--- Source data Enclosed Below ---

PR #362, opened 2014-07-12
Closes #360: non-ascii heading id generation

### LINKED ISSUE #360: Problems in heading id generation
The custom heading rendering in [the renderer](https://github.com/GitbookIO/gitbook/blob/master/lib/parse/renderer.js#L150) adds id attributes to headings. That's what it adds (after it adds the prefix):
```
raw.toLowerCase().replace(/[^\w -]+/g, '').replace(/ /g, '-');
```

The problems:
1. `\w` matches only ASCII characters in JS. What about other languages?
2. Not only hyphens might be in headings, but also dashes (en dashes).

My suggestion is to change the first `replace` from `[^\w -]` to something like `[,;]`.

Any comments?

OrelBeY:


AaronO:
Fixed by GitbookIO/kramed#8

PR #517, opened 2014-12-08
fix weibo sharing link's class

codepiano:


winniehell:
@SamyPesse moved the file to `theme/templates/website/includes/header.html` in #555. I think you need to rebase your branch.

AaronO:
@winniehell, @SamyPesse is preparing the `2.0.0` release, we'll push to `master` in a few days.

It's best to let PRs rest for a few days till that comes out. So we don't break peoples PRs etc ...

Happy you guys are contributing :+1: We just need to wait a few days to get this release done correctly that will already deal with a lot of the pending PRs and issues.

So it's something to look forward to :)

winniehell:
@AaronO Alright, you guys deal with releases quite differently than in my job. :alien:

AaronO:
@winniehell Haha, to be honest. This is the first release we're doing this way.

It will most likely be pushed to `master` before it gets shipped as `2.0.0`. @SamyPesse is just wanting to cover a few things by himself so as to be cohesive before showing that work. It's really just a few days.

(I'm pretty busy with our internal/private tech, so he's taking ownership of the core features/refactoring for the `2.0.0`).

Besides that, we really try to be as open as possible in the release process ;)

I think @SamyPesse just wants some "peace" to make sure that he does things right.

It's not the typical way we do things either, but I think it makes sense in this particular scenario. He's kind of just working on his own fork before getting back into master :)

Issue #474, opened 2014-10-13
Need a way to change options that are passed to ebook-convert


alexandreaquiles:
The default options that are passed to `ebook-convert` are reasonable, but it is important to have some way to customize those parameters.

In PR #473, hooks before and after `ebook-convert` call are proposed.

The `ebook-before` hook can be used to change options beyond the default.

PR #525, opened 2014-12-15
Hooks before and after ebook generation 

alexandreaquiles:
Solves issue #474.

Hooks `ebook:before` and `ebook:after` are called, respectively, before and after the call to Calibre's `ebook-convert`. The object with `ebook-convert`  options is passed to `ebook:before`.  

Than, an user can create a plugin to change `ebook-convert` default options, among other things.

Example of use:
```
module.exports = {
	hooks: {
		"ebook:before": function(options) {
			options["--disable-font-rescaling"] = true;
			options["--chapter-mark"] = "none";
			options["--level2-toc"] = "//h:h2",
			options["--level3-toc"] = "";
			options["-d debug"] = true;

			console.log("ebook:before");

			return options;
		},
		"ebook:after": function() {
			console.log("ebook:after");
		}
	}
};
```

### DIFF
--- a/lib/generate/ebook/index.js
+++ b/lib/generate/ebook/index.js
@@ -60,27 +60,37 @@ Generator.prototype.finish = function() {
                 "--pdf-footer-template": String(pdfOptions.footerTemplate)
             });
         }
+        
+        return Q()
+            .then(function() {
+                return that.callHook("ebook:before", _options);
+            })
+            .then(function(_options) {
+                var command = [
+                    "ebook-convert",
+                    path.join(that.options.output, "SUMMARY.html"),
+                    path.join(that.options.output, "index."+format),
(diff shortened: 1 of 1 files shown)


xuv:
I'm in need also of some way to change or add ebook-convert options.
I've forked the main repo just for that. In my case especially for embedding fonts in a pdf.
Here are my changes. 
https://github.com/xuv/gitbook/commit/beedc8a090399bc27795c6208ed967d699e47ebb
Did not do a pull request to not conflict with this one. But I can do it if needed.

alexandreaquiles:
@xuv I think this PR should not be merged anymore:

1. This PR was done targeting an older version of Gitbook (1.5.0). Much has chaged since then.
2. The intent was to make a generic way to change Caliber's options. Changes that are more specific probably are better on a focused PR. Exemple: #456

--- End of Enclosed Source data ---

Above are the records; from them, give again exactly the lines from the one containing "Issue #474, opened 2014-10-13" to the one containing "Solves issue #474.", both lines included, and nothing more.

» **Response**
Issue #474, opened 2014-10-13
Need a way to change options that are passed to ebook-convert


alexandreaquiles:
The default options that are passed to `ebook-convert` are reasonable, but it is important to have some way to customize those parameters.

In PR #473, hooks before and after `ebook-convert` call are proposed.

The `ebook-before` hook can be used to change options beyond the default.

PR #525, opened 2014-12-15
Hooks before and after ebook generation 

alexandreaquiles:
Solves issue #474.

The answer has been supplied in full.